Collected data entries
☆ ☆ ☆ ☆ ☆ ☆ ☆

PR #271, opened 2020-05-24
Add action OSARA: Select all notes with the same pitch within time se…

RDMurray:
Adds an action "OSARA: Select all notes with the same pitch starting in time selection".  

This action has been requested, but I was a bit hesitant to do it as it is adding reaper functionality that is not strictly to do with accessibility. Sorry @ScottChesworth and @GianlucaApollaro, 6 months is more than a bit hesitant.:) However I suspect that selecting multiple notes is much easier with the mouse, so maybe this action does belong in Osara.  What do you think @jcsteh ? There are other actions in Osara for selecting notes.

Another thing that I am unsure about is weather to make this consistent with the action "Edit: Select all notes in time selection" which is currently on the keymap, or "Edit: Select all notes starting in time selection".  I think the latter makes more sense, so that is how I have implemented it.  I welcome comments regarding which way everyone thinks would be most useful.

I could of course do it both ways if they are both considered useful. 

in case anyone is unsure of the difference, "Edit: Select all notes in time selection" will include notes that are positioned before the start of the time selection if they are long enough to end within the time selection.  I think this is surprising behaviour.

### DIFF
--- a/readme.md
+++ b/readme.md
@@ -568,6 +568,7 @@ OSARA also includes some other miscellaneous actions.
 - OSARA: Move to previous CC
 - OSARA: Move to next CC and add to selection
 - OSARA: Move to previous CC and add to selection
+- OSARA: Select all notes with the same pitch starting in time selection
 
 #### MIDI Event List Editor
 - OSARA: Focus event nearest edit cursor: control+f
--- a/src/midiEditorCommands.cpp
+++ b/src/midiEditorCommands.cpp
@@ -855,6 +855,42 @@ void cmdMidiMoveToTrack(Command* command) {
 	outputMessage(s);
 }
 
+void cmdMidiSelectSamePitchStartingInTimeSelection(Command* command) {
+	double tsStart,tsEnd;
+	GetSet_LoopTimeRange(false, false, &tsStart, &tsEnd, false);
+	if(tsStart == tsEnd) {
+		outputMessage("No time selection");
+		return;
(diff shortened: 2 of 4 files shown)


RDMurray:
Sorry, just noticed a bug, I'll update the branch asap.

ScottChesworth:
I think the behaviour of "Edit: Select all notes starting in time selection" makes more sense when using the MIDI Editor with a screen reader. I'll float switching to that action in the key map group shortly.

jcsteh:
What's the real world scenario for this?

ScottChesworth:
My real world scenario is efficiency when tidying up MIDI drums. Quantizing just the footwork within a fill wrapped in a time selection for example. Prior to this action, there was no way to do that without isolating the section as its own item, which (given Reaper's issues with note offs around MIDI item splits) was a cumbersome workflow.

I know Robbie's action extends Reaper functionality and typically that's not the goal for OSARA, but having observed sighted folk editing MIDI in the piano roll, I think his argument earlier in the thread holds up. This is a workflow which is way more efficient with a mouse. The action simply serves to level the playing field.

If you're not into the idea of incorporating this into OSARA, could Robbie's code for the action be submitted to Cockos for their consideration? Like, are actions being written the same way they do? I know nothing about how this bit of Reaper works.

ScottChesworth:
Lovely stuff. Cheers.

☆ ☆ ☆ ☆ ☆ ☆ ☆

**Task goal**
Please copy only the lines between the first line of the entries and the line with "Adds an action", keeping those two end lines as well, exactly as written.

**Result of this exercise**
PR #271, opened 2020-05-24
Add action OSARA: Select all notes with the same pitch within time se…

RDMurray:
Adds an action "OSARA: Select all notes with the same pitch starting in time selection".  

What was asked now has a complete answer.